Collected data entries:
PR #2831, opened 2024-09-05
replace view_func with default_view_func to make APP_RDM_USER_DASHBOARD_ROUTES overwriteable

karkraeg:

### Description

This change makes[ `APP_RDM_USER_DASHBOARD_ROUTES`](https://github.com/inveniosoftware/invenio-app-rdm/blob/56893c6a21e6ff58dd6732fa77ae34554c263a7b/invenio_app_rdm/config.py#L766) configurable by using an approach like this in invenio.cfg:

```
from invenio_app_rdm.config import APP_RDM_ROUTES
from invenio_app_rdm.config import APP_RDM_USER_DASHBOARD_ROUTES
from mysite.views import custom_render
APP_RDM_ROUTES["index"] = ("/", custom_render)
APP_RDM_USER_DASHBOARD_ROUTES["uploads"] = ("/me/uploads", custom_render)
```

### DIFF
--- a/invenio_app_rdm/users_ui/views/ui.py
+++ b/invenio_app_rdm/users_ui/views/ui.py
@@ -14,6 +14,7 @@ from flask_login import current_user
 
 from ..searchapp import search_app_context
 from .dashboard import communities, requests, uploads
+from invenio_app_rdm.theme.views import create_url_rule
 
 
 #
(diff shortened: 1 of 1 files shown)


karkraeg:
Hi @alejandromumo do you think that's a good solution, or do you see anything speaking against it from your perspective?

karkraeg:
Hi @alejandromumo do you think that's a good solution, or do you see anything speaking against it from your perspective?

karkraeg:
I'll close this in favor of [https://github.com/inveniosoftware/invenio-app-rdm/pull/2831 b](https://github.com/inveniosoftware/invenio-rdm-records/issues/1846) because there is no need for now to change this. It's better to fix the actual bug in the JS Code than to change how this configuration variable behaves.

## WORK REQUEST
What is needed is an exact transcription of every record above.

## RESULT OF THIS EXERCISE
PR #2831, opened 2024-09-05
replace view_func with default_view_func to make APP_RDM_USER_DASHBOARD_ROUTES overwriteable

karkraeg:

### Description

This change makes[ `APP_RDM_USER_DASHBOARD_ROUTES`](https://github.com/inveniosoftware/invenio-app-rdm/blob/56893c6a21e6ff58dd6732fa77ae34554c263a7b/invenio_app_rdm/config.py#L766) configurable by using an approach like this in invenio.cfg:

```
from invenio_app_rdm.config import APP_RDM_ROUTES
from invenio_app_rdm.config import APP_RDM_USER_DASHBOARD_ROUTES
from mysite.views import custom_render
APP_RDM_ROUTES["index"] = ("/", custom_render)
APP_RDM_USER_DASHBOARD_ROUTES["uploads"] = ("/me/uploads", custom_render)
```

### DIFF
--- a/invenio_app_rdm/users_ui/views/ui.py
+++ b/invenio_app_rdm/users_ui/views/ui.py
@@ -14,6 +14,7 @@ from flask_login import current_user
 
 from ..searchapp import search_app_context
 from .dashboard import communities, requests, uploads
+from invenio_app_rdm.theme.views import create_url_rule
 
 
 #
(diff shortened: 1 of 1 files shown)


karkraeg:
Hi @alejandromumo do you think that's a good solution, or do you see anything speaking against it from your perspective?

karkraeg:
Hi @alejandromumo do you think that's a good solution, or do you see anything speaking against it from your perspective?

karkraeg:
I'll close this in favor of [https://github.com/inveniosoftware/invenio-app-rdm/pull/2831 b](https://github.com/inveniosoftware/invenio-rdm-records/issues/1846) because there is no need for now to change this. It's better to fix the actual bug in the JS Code than to change how this configuration variable behaves.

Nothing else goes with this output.